Der Überfall mißlang. Das Portemonnaie enthielt nicht mehr als zehn Mark. Doch das Opfer – eine 17jährige Frau – wurde um viel mehr beraubt als nur um den einen Geldschein. Sie wurde gezwungen, den Mann, der ihr von der Nachtbushaltestelle nachgegangen war und sie mit einem Messer bedroht hatte, mehrfach zu befriedigen. Das Hamburger Landgericht hat den 33jährigen Maurer gestern wegen schwerer räuberischer Erpressung und sexueller Nötigung zu sieben Jahren Freiheitsentzug und Sicherungsverwahrung verurteilt.

Mit der Freiheit hat der Angeklagte, der selbst als Kind mißbraucht worden war, kaum Erfahrungen machen können. Insgesamt vierzehn Jahre seines Lebens verbrachte er im Gefängnis – verurteilt wegen versuchter Vergewaltigung, versuchten Mordes und einiger Raubüberfälle. Vor Gericht hat er nichts verschwiegen und mit leiser Stimme von der Nacht erzählt, in der er die Tat begangen hatte. Dieser 13. Juli 1996 war sein erster Hafturlaubstag, den er außerhalb der Anstaltsmauern von Santa Fu verbringen durfte. Er habe „Kontakt gesucht“, aber nicht gewußt, wie er eine Frau ansprechen könne. Auch habe er sich vor Zurückweisung gefürchtet. „Ich wünschte, ich könnte die Tat ungeschehen machen“, erklärte der 33jährige im Prozeß.

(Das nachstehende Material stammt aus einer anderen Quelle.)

PR #2336, opened 2025-09-09
Move device connection pubsub updates to the `Connections` context

joshk:
While the Tracker gets a rewrite, this improves a bit of code I came across where we announce a device online twice, once in the `DeviceSocket` and once in `DeviceChannel`.

I still send two, but now I send `connecting` and `online`.

I've also encapsulated all connection related pubsub messages to `Tracker`, and the `Connections` context is the primary user of Tracker.

### DIFF
--- a/lib/nerves_hub/devices/connections.ex
+++ b/lib/nerves_hub/devices/connections.ex
@@ -7,6 +7,7 @@ defmodule NervesHub.Devices.Connections do
   alias NervesHub.Devices.Device
   alias NervesHub.Devices.DeviceConnection
   alias NervesHub.Repo
+  alias NervesHub.Tracker
 
   @doc """
   Get all connections for a device.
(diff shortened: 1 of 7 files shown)


lib/nerves_hub/devices/connections.ex
```diff
@@ -128,8 +134,12 @@ defmodule NervesHub.Devices.Connections do
       timeout: 60_000
     )
     |> case do
-      {1, _} -> :ok
-      _ -> :error
+      {1, _} ->
+        Tracker.offline(device)
```
nshoes, line 138: Since we only pass a device to `offline/1` we can remove the definition that takes the identifier as the arg in Tracker.

joshk: Great spotting!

Verzweifelt hatte die 17jährige bemerkt, daß ihr nachts um zwei jemand bis in den Hof des Steilshooper Wohnblocks gefolgt war, in dem sie mit ihren Eltern lebt. „Vorsicht, Kinderschänder!“soll der Hafturlauber der schockierten Frau ins Ohr geflüstert haben, als er sich von hinten an sie heranwagte und ihr ein Messer vor den Bauch hielt. Seit dem vergangenen Sommer versucht die 17jährige, die wiederkehrende Angst vor einer Rückkehr des Täters in einer Therapie zu überwinden, um nicht jedesmal in Panik zu verfallen, wenn sie einem Mann mit einer dicken Brille begegnet, der von weitem Ähnlichkeit mit dem Angeklagten hat. Bisher wagt sie kaum, aus dem Fenster zu schauen. Der Maurer hat versucht, mit ihr Kontakt aufzunehmen.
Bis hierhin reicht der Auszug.